▶ Exercise requirements:
Wherever "improve" appears in a line of the listing, report that line.

--

PR #210, opened 2023-05-03
Solution

timoxa2t:


src/routers/expenses.js
```diff
@@ -0,0 +1,127 @@
...
+    spentAt,
+    title,
+    amount,
+    category,
+    note,
+  } = req.body;
+
+  if (!(
+    userId !== undefined
+    && userService.getUserById(userId.toString())
```
vladyslav-mosor, line 35: Better to create const for that

src/routers/expenses.js
```diff
@@ -0,0 +1,127 @@
...
+    && spentAt !== undefined
+    && title !== undefined
+    && amount !== undefined
+    && category !== undefined
+  )) {
+    res.sendStatus(400);
+
+    return;
+  }
```
vladyslav-mosor, line 44: I would rather just implement checking with ! and || operators
```suggestion
   if (!userId || !user || !title || !amount || !category) {
    res.sendStatus(400);

    return;
  }
```

vladyslav-mosor (changes requested):
GJ overall but I found some issues to fix. Please, move the functions from router to separate controllers so your code will be more structured according to MVC + pay attention to additional comments.

src/routers/expenses.js
timoxa2t: that was my first thought, but values 0 and '' also could be there

src/services/expenses.js
```diff
@@ -0,0 +1,74 @@
+'use strict';
+
+let nextId = 1;
+let expences = [];
+
+function getExpenses(userId, categories, from, to) {
+  let res = [...expences];
```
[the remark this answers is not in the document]
timoxa2t: it depends on the params, so I couldn't assign either of this

vladyslav-mosor (approved):

src/services/user.js
```diff
@@ -0,0 +1,50 @@
+'use strict';
+
+// const uuid = require('uuid');
+
+let nextId = 1;
```
And678, line 5: Nice work making sure that ids don't repeat :fire:

src/createServer.js
```diff
@@ -1,11 +1,21 @@
...
 
 function createServer() {
-  // Use express to create a server
-  // Add a routes to the server
-  // Return the server (express app)
+  const app = express();
+
+  resetUsers();
+  resetExpenses();
+
```
And678, line 14: You can move `express.json()` call here from your routers
```suggestion
app.use(express.json());
```

src/controllers/expenses.js
```diff
@@ -0,0 +1,132 @@
...
+    'note',
+  ];
+
+  const changes = {};
+
+  for (const key of allowedKeys) {
+    if (req.body[key] !== undefined) {
+      changes[key] = req.body[key];
+    }
+  }
```
And678, line 113: Nice! No unneeded keys in your update :fire: 
Also, you could move this logic to a separate function to reuse somewhere else (not needed on this instance, but in general)

And678 (approved):
Awesome, hard to find anything to complain about :heavy_check_mark:

PR #214, opened 2023-05-04
Accounting app

gretoq:


src/controllers/expenses.js
```diff
@@ -0,0 +1,100 @@
...
+  }
+
+  if (to) {
+    expenses = expenses.filter(expense => expense.spentAt <= to);
+  }
+
+  if (categories) {
+    expenses
+      = expenses.filter(expense => categories.includes(expense.category));
+  }
```
And678, line 30: This logic belongs to service, not the controller. Move all filtering/search logic there.

In a real life scenario, `.getAll` would do some database call inside. Downloading the entire dataset and then filtering in your controller code would be inefficient, so you should just pass your filtering options to service and do your filtering there.

src/services/users.js
```diff
@@ -0,0 +1,47 @@
...
+const getById = (userId) => {
+  const foundUser = users.find(({ id }) => id === +userId);
+
+  return foundUser;
+};
+
+const create = (userBody) => {
+  const newUser = {
+    id: getNewId(users),
+    ...userBody,
```
And678, line 20: What if `userBody` contains some unneeded fields? Because of this, user can push any gibberish into your data. Make sure to filter your input body, and only save the data required by documentation.

And678 (changes requested):
Good job, nice idea having new id function in utils. Fix the two issues below and this is done :100:

And678 (approved):
Nice work :heavy_check_mark:

PR #215, opened 2023-05-04
solution

valeriiayarzhemska:


Ambulence (approved):
Great!

src/services/expensesService.js
```diff
@@ -0,0 +1,89 @@
...
+const updateExpense = ({
+  expenseId,
+  requestBody,
+}) => {
+  let updatedExpense = getExpenseById(expenseId);
+
+  updatedExpense = {
+    ...updatedExpense,
+    ...requestBody,
+  };
```
And678, line 77: This doesn't update the expense in your `expenses` array, you can use `Object.assign` for that

package.json
```diff
@@ -25,6 +25,8 @@
     "supertest": "^6.3.0"
   },
   "dependencies": {
-    "express": "^4.18.2"
+    "cors": "^2.8.5",
+    "express": "^4.18.2",
+    "express-router": "0.0.1"
```
And678, line 30: Express already contains the router, and this package is not used in your code anyway. Including unmaintained libraries is a security hazard, avoid it.
```suggestion
```

src/controllers/expensesController.js
```diff
@@ -0,0 +1,90 @@
...
+  const { expenseId } = req.params;
+  const foundExpense = expensesService.getExpenseById(expenseId);
+
+  if (!foundExpense) {
+    res.sendStatus(404);
+
+    return;
+  }
+
+  const requestBody = req.body;
```
And678, line 74: By this logic, user can add some non standard properties here, make sure to filter out properties that are not defined in docs.

src/services/expensesService.js
```diff
@@ -0,0 +1,89 @@
...
+    categories,
+    from,
+    to,
+  } = query;
+
+  let filteredExpenses = expenses;
+
+  if (userId) {
+    filteredExpenses = expenses
+      .filter(expense => expense.userId === Number(userId));
```
And678, line 25: Move this and the rest of `Number(...)` conversions to controller level. Dealing with input data is the area of concern for the controller, not the service.

src/createServer.js
```diff
@@ -1,11 +1,24 @@
...
-  // Add a routes to the server
-  // Return the server (express app)
+  const app = express();
+
+  usersService.resetUsers();
+  expensesService.resetExpenses();
+
+  app.use(cors());
+  app.use('/users', express.json(), usersRouter);
+  app.use('/expenses', express.json(), expensesRouter);
```
And678, line 19: Can be simplified here.
```suggestion

  app.use(cors());
  app.use(express.json());
  app.use('/users', usersRouter);
  app.use('/expenses', expensesRouter);
```

And678 (changes requested):
Overall, good job, but some things need to be fixed below

PR #216, opened 2023-05-04
Accounting app

Anton-Tretiak:


src/services/usersService.js
```diff
@@ -0,0 +1,49 @@
...
+
+const getUserById = (userId) => {
+  const foundUser = users.find(user => user.id === +userId);
+
+  return foundUser || null;
+};
+
+const createUser = (name) => {
+  const newUser = {
+    id: Math.max(...users.map(user => user.id), 0) + 1,
```
And678, line 21: Good stuff, but remember about DRY. This `Math.max(...data.map(...` logic is the same for both users and expenses. Move it to function and place it in separate `utils` folder.

src/createServer.js
```diff
@@ -1,11 +1,24 @@
...
-  // Add a routes to the server
-  // Return the server (express app)
+  usersService.getInitial();
+  expensesService.getInitial();
+
+  const app = express();
+
+  app.use(cors());
+  app.use('/users', express.json(), usersRouter);
+  app.use('/expenses', express.json(), expensesRouter);
```
And678, line 19: A little simpler this way :)

```suggestion

  app.use(cors());
  app.use(express.json());
  app.use('/users', usersRouter);
  app.use('/expenses', expensesRouter);
```

src/services/expensesService.js
```diff
@@ -0,0 +1,79 @@
...
+  expenses = expenses.filter(({ id }) => id !== +expenseId);
+};
+
+const updateExpense = (expenseId, body) => {
+  let foundExpense = expenses.find(({ id }) => id === +expenseId) || null;
+
+  foundExpense = {
+    ...foundExpense,
+    ...body,
+  };
```
And678, line 67: This returns the correct response, but doesn't actually update the actual expense. Try getting the expense after updating, you'll see that it didn't update.

To fix, you can use [Object.assign](https://developer.mozilla.org/en-US/docs/Web/JavaScript/Reference/Global_Objects/Object/assign)

And678 (changes requested):
Good work, one important bug and a couple of issues to fix below.

And678 (changes requested):
Good work, one important bug and a couple of issues to fix below.

PR #219, opened 2023-05-06
accounting-app

Ambulence:


src/controllers/expenses.js
```diff
@@ -0,0 +1,77 @@
...
+const getAll = (req, res) => {
+  const expenses = expensesService.getAll(req.query);
+
+  res.send(expenses);
+};
+
+const getOne = (req, res) => {
+  const { expenseId } = req.params;
+
+  const foundExpense = expensesService.getById(+expenseId);
```
juljaVysotska, line 15:
```suggestion
  const foundExpense = expensesService.getById(Number(expenseId));
```
For better reading and understanding your code

src/services/users.js
```diff
@@ -0,0 +1,47 @@
...
+};
+
+const remove = (userId) => {
+  users = users.filter(user => user.id !== userId);
+};
+
+const update = (userId, name) => {
+  const foundUser = getById(userId);
+
+  Object.assign(foundUser, { name });
```
juljaVysotska, line 37: Same situation. maybe we can return object with new user data from this method, not just mutate?

juljaVysotska (changes requested):
Good job! I found some issues, please check and fix them. Best regards :)

PR #220, opened 2023-05-06
Solution

mstrilec:


src/controllers/expensesController.js
```diff
@@ -0,0 +1,129 @@
+'use strict';
+
+const userService = require('../services/users');
```
juljaVysotska, line 3: Use destructuring to import multiple exports from the same module: const { getUser } = require('../services/users');

juljaVysotska (changes requested):
Good job! I like your code! I found some moments, please fix them. Best regards 🧡

PR #222, opened 2023-05-06
Solution

sasha-dranuta:


And678 (changes requested):
Hello, app doesn't start, make sure it runs correctly and tests pass
image

PR #223, opened 2023-05-07
AccoutingApp task done

MarkBabich:


src/servises/expenses.js
```diff
@@ -0,0 +1,100 @@
...
+}
+
+function update(expenseId, requestBody) {
+  const expense = getById(expenseId);
+  const {
+    spentAt = expense.spentAt,
+    title = expense.title,
+    amount = expense.amount,
+    category = expense.category,
+    note = expense.note,
```
And678, line 79: Nice, no unneeded properties from req.body :fire:

And678 (changes requested):
Good job, but some things to improve below :arrow_down:

PR #224, opened 2023-05-07
solution

NikitaStambul:


And678 (changes requested):
Hello! Make sure that the [tests](https://github.com/mate-academy/node_accounting-app-v2/pull/227/checks) are passing.
Currently, they are failing because you forgot to push package.json after installing new packages ("cors" and "uuid"). Do that, and there will also be some more tests to fix after that.

PR #227, opened 2023-05-08
Develop

yaroslav-vasilyev:


src/createServer.js
```diff
@@ -1,11 +1,30 @@
...
   // Use express to create a server
   // Add a routes to the server
   // Return the server (express app)
+
+  const app = express();
+
+  app.use(cors());
+
+  app.use('/users', express.json(), usersRouter);
+  app.use('/expenses', express.json(), expensesRouter);
```
And678, line 20:
```suggestion
  app.use(express.json());

  app.use('/users', usersRouter);
  app.use('/expenses', expensesRouter);
```

And678 (changes requested):
Hello! Make sure that the [tests](https://github.com/mate-academy/node_accounting-app-v2/pull/227/checks) are passing. 
Currently, they are failing because you forgot to push `package.json` after installing a new package ("cors"). Do that, and there will also be some more tests to fix after that.

PR #230, opened 2023-05-10
node accounting - solution

Yevhenii0536:


src/services/users.js
```diff
@@ -0,0 +1,47 @@
...
+
+function getById(id) {
+  const foundUser = users.find(user => user.id === id);
+
+  return foundUser || null;
+}
+
+function create(name) {
+  const newUser = {
+    id: Math.floor(Math.random() * 100),
```
And678, line 21: This will cause duplicate ids sooner or later. Instead, you can make a variable at the top of this file, near `let users = [];`, that keeps track of the latest id. After that you can just do this:
```suggestion
    id: latestId++,
```

Real databases have similar functionality used for simple integer ids (for example in [postgres](https://chartio.com/resources/tutorials/how-to-define-an-auto-increment-primary-key-in-postgresql/))

src/controllers/expenses.js
```diff
@@ -0,0 +1,129 @@
...
+    return;
+  }
+
+  const {
+    userId = foundExpense.userId,
+    spentAt = foundExpense.spentAt,
+    title = foundExpense.title,
+    amount = foundExpense.amount,
+    category = foundExpense.category,
+    note = foundExpense.note,
```
And678, line 101: Nice! :fire:

And678 (changes requested):
Good job, a couple of things to improve below, and this is done :100:

PR #231, opened 2023-05-13
Solution

MykhailoIvchenko:
There are some tests which were not passed, but after many checks I came to a conclusion, that server doesn't stop between tests so the next test operates with data created during previous test.
Also I've changed in tests the type of id from number to string to use uuid library.


src/services/expenses.js
```diff
@@ -0,0 +1,69 @@
...
+  return expenses.filter(expense => expense.userId === userId);
+}
+
+function getAllForCategory(expencesList, category) {
+  return expencesList.filter(expense => expense.category === category);
+}
+
+function getAllBetweenDates(expencesList, from, to) {
+  return expencesList.filter(expense => {
+    const timestamp = new Date(expense.spentAt).getTime();
```
nazarmatsevych, line 50: Use a single return statement instead of if-else. Simplify the return value of the filter callback.

tests/user.test.js
```diff
@@ -27,7 +27,7 @@ describe('User', () => {
       expect(response.body)
         .toEqual(
           expect.objectContaining({
-            id: expect.any(Number),
+            id: expect.any(String),
```
nazarmatsevych, line 30: The 'id' field is expected to be a String, but the task description does not specify this change. Make sure the change is aligned with the task requirements.

tests/expense.test.js
```diff
@@ -38,7 +38,7 @@ describe('Expense', () => {
       expect(response.body)
         .toEqual(
           expect.objectContaining({
-            id: expect.any(Number),
+            id: expect.any(String),
```
nazarmatsevych, line 41: It seems like the ID type has been changed from Number to String. Make sure this change was intentional and is consistent across the codebase.

src/services/users.js
```diff
@@ -0,0 +1,45 @@
...
+function getAll() {
+  return users;
+}
+
+function getById(userId) {
+  const foundUser = users.find(user => user.id === userId);
+
+  return foundUser || null;
+}
+
```
nazarmatsevych, line 17: Missing validation for the 'name' parameter. It should check if the provided name is not empty or undefined before creating a new user.

src/services/users.js
```diff
@@ -0,0 +1,45 @@
...
+  // count++;
+
+  return newUser;
+}
+
+function remove(userId) {
+  users = users.filter(user => user.id !== userId);
+}
+
+function update({ id, name }) {
```
nazarmatsevych, line 35: Missing validation for the 'id' and 'name' parameters. It should check if the provided id and name are not empty or undefined before updating the user.

src/controllers/users.js
```diff
@@ -0,0 +1,97 @@
...
+    res.sendStatus(422);
+
+    return;
+  }
+
+  update({
+    id, name,
+  });
+
+  res.send(foundUser);
```
nazarmatsevych, line 92: You should send the updated user object instead of the old one to the client. Call getById(id) again after updating the user to get the updated user object.

src/controllers/users.js
```diff
@@ -0,0 +1,97 @@
...
+
+  const foundUser = getById(id);
+
+  if (!foundUser) {
+    res.sendStatus(404);
+
+    return;
+  }
+
+  const { name } = req.body;
```
nazarmatsevych, line 80: You should check if the name is not empty or only contains whitespace, as this would create an invalid user.

src/controllers/expenses.js
```diff
@@ -0,0 +1,112 @@
...
+
+const getAllExpenses = (req, res) => {
+  let expenses = getAll();
+  const { userId } = req.query;
+  const { categories } = req.query;
+  const { from, to } = req.query;
+
+  switch (true) {
+    case !!userId:
+      if (userId) {
```
nazarmatsevych, line 25: Remove unnecessary 'if (userId)' check, as it is already checked in the switch case.

src/controllers/expenses.js
```diff
@@ -0,0 +1,112 @@
...
+        expenses = getAllForUser(userId);
+      }
+
+    case !!categories:
+      if (categories) {
```
nazarmatsevych, line 30: Remove unnecessary 'if (categories)' check, as it is already checked in the switch case.

src/controllers/expenses.js
```diff
@@ -0,0 +1,112 @@
...
+        expenses = getAllForCategory(expenses, categories);
+      }
+
+    case (!!from && !!to):
+      if (from && to) {
```
nazarmatsevych, line 35: Remove unnecessary 'if (from && to)' check, as it is already checked in the switch case.

src/controllers/expenses.js
```diff
@@ -0,0 +1,112 @@
...
+
+const { getById: getUserById } = require('../services/users');
+
+const getAllExpenses = (req, res) => {
+  let expenses = getAll();
+  const { userId } = req.query;
+  const { categories } = req.query;
+  const { from, to } = req.query;
+
+  switch (true) {
```
nazarmatsevych, line 23: Use if statements instead of switch cases without 'break;' to avoid unintended behavior.

src/controllers/expenses.js
```diff
@@ -0,0 +1,112 @@
...
+const createExpense = (req, res) => {
+  const user = getUserById(req.body.userId);
+
+  if (!user) {
+    res.sendStatus(400);
+
+    return;
+  }
+
+  if (Object.keys(req.body) === 0) {
```
nazarmatsevych, line 68: Use 'Object.keys(req.body).length === 0' to check if the req.body is empty.

nazarmatsevych (changes requested):
image

Create a function for example

`function init() {
  expenses = [];
}`

and call it inside createServer

`function createServer() {
  const app = express();

  app.use(cors());

  userServices.init();
  expenseServices.init();

  app.use('/users', express.json(), usersRouter);
  app.use('/expenses', express.json(), expensesRouter);

  return app;
}`


if you have any questions - feel free to ask them in fe_chat

src/services/expenses.js
MykhailoIvchenko: Done

tests/user.test.js
MykhailoIvchenko: I've changed it for purpose to use uuid library. In documentation id is integer, and if it is necessary I'd create variable count to use it as id. But I don't think, this is a good enough solution.

tests/expense.test.js
MykhailoIvchenko: It was intentional and in the app ids are strings.

src/services/users.js
MykhailoIvchenko: Seeems like I've deleted it with console statements)) Done

src/services/users.js
MykhailoIvchenko: Function updateUser calls getById which return null if id is invalid or user wasn't found. Name check was added now

src/controllers/expenses.js
MykhailoIvchenko: Done

src/controllers/expenses.js
MykhailoIvchenko: Done

src/controllers/expenses.js
MykhailoIvchenko: Done

src/controllers/expenses.js
MykhailoIvchenko: Done

src/controllers/expenses.js
MykhailoIvchenko: Done

nazarmatsevych (approved):
Well done!

PR #181, opened 2016-07-31
Add Contributions link everywhere

Elsensee:
As per [CUSTDB-669](https://tracker.phpbb.com/browse/CUSTDB-669).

--

▶ Answer to this problem:
Good job, but some things to improve below :arrow_down:
Good job, a couple of things to improve below, and this is done :100:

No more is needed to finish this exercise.